É bem verdade que há uma visão estereotipada que coloca a informática como inimiga do caderno, do suporte gráfico e vice-versa, desmotivando alunos e professores no uso das ferramentas mais tradicionais da tecnologia da linguagem. Assim, é comum ocorrer de alunos declararem sua preferência pelo computador em detrimento do caderno. Contudo, as duas tecnologias, apesar de suas diferenças, não se encontram em campos separados.
Do tempo em que a informática era um ramo matemático da construção de armas atômicas aos dias de hoje, em que redes de computadores interligam instantaneamente culturas e povos situados nos extremos de nosso planeta, a informática deslocou-se para o centro do cotidiano, mesmo quando é um universo apenas invejado por aqueles que não podem desfrutá-lo. Assim, a ideia de usar computadores como mecanismo de ensino não é nova.

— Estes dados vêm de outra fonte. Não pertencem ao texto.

PR #13959, opened 2022-01-05
Add product extensions via url: http & ftp

jknphy:
- Related ticket: [poo#102158](https://progress.opensuse.org/issues/102158)
- Job group MR: https://gitlab.suse.de/qsf-y/qa-sle-functional-y/-/merge_requests/389
- Verification run: [SLE](https://openqa.suse.de/tests/overview?build=jknphy%2Fos-autoinst-distri-opensuse%23add_addon_product_url_ftp&distri=sle&version=15-SP4)


schedule/yast/addon_extensions_http_ftp/addon_extensions_http_ftp.yaml
```diff
@@ -13,7 +12,9 @@ schedule:
   - installation/licensing/accept_license
   - installation/registration/register_via_scc
   - installation/module_selection/skip_module_selection
-  - installation/addon_products_sle
+  - installation/add_on_product/add_add_on_http_repo_url
+  - installation/add_on_product_installation/add_add_on_ftp_repo_url
```
ge0r, line 16: Why aren't these two modules in the same directory (`add_on_product_installation`)?

jknphy: they are in different screens, you can check the video, it will depend if it is is already some addon added.

ge0r (approved):
Nice work!

tests/console/validate_addon_extensions_repos_http_ftp.pm
```diff
@@ -0,0 +1,46 @@
...
+#
+# Maintainer: QA SLE YaST team <qa-sle-yast@suse.de>
+
+use base 'consoletest';
+use strict;
+use warnings;
+use testapi;
+use repo_tools 'validate_repo_properties';
+
+sub run {
```
OleksandrOrlov, line 17: Everything looks great for me in this PR. The only thing that could be changed in my opinion is this test module. I guess we can split it into two test modules: validating ftp and validating http to make them more atomic and clear or what is validated where. WDYT?

jknphy: I think I didn't do it because I'm not sure how will go the atomicity with validations, because validation can be randomly different even with the same installation due to different settings left by packages or combination of virtualization + arch. However makes sense in this case, thanks for spotting it. Restarting VRs.

PR #13966, opened 2022-01-06
install_ltp: Fix repeated installation from git

pevik:
It fixes problem during git clone:

```
fatal: destination path 'ltp' already exists and is not an empty directory.
```

Error occurs when debugging LTP with reinstalling LTP from git for job which also run LTP tests, i.e. jobs with INSTALL_LTP=git and LTP_COMMAND_FILE=foo when qcow2 image was based on git installation (including LTP_GIT_URL).

While it'd be possible to try to add required remote (if different than presented) and reset git to it, let's use the simplest way, although it takes a bit longer to reclone git again.

Fixes: 26892d4e2 ("ltp: Add option to install selected parts from git")

Verification run: 
- http://quasar.suse.cz/tests/8062

Verify for regression of other methods
- install_ltp installation from git http://quasar.suse.cz/tests/8063
- install_ltp installation from repo http://quasar.suse.cz/tests/8066 http://quasar.suse.cz/tests/8068

### DIFF
--- a/tests/kernel/install_ltp.pm
+++ b/tests/kernel/install_ltp.pm
@@ -178,9 +178,10 @@ sub prepare_ltp_git {
 
     $rel = "-b $rel" if ($rel);
 
-    my $ret = script_run("git clone -q --depth 1 $url $rel", timeout => 360);
+    script_run('rm -rf ltp');
+    my $ret = script_run("git clone -q --depth 1 $url $rel ltp", timeout => 360);
     if (!defined($ret) || $ret) {
-        assert_script_run("git clone -q $url $rel", timeout => 360);
+        assert_script_run("git clone -q $url $rel ltp", timeout => 360);
     }
     assert_script_run 'cd ltp';
     assert_script_run 'make autotools';


pevik:
@mdoucha @czerw FYI

czerw:
Wouldn't be better just skip selected parts if directory already exists?  LTP was already compiled from source on SUT, so we dont't have to repeat it again.  I would just put dir check and extend if condition on https://github.com/os-autoinst/os-autoinst-distri-opensuse/blob/cef95ffdfe1720c79a5cb42024dc09e7cc1d0356/tests/kernel/install_ltp.pm#L382

My view is that rebuilding is not needed and PR in current form would just increased complexity.

pevik:
> Wouldn't be better just skip selected parts if directory already exists?

That would effectively disable reusing that qcow for compiling different git branch/fork/etc. Sure, there is workaround to run install_ltp and then that job, but why not fix it?

czerw:
> > Wouldn't be better just skip selected parts if directory already exists?
> 
> That would effectively disable reusing that qcow for compiling different git branch / fork / updated master. Sure, there is workaround to run install_ltp and then that job, but why not fix it?

Or just add `rm -rf` before clone? To make sure we have clear env.

pevik:
Code is wrong, because it does not handle different remote.

> Or just add `rm -rf` before clone? To make sure we have clear env.

That was my first version. Because that is the simplest way, let's use it.

czerw (approved):
LGTM

mdoucha (approved):
LGTM

PR #13967, opened 2022-01-07
In case the tip screen showup slow, add 5s to wait it

tinawang123:
In case the tip screen showup slow, add 5s to wait it

- Related ticket: https://progress.opensuse.org/issues/104538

O problema é que nesse caso a ferramenta usurpou sua função: os jogos e atividades educacionais em meio digital são, de modo geral, descontextualizados do universo virtual analógico da linguagem, obrigando educadores e alunos a reduzirem a experiência de escrita a atividades pré-determinadas e sem muito sentido, em tudo semelhante aos jogos convencionais, nos quais o principal é entender o processo para repeti-lo mecanicamente. No projeto, a proposta é outra: trata-se do cruzamento de duas tecnologias, de duas maneiras de criar mundos virtuais, uma imediata e outra, mediada por uma máquina.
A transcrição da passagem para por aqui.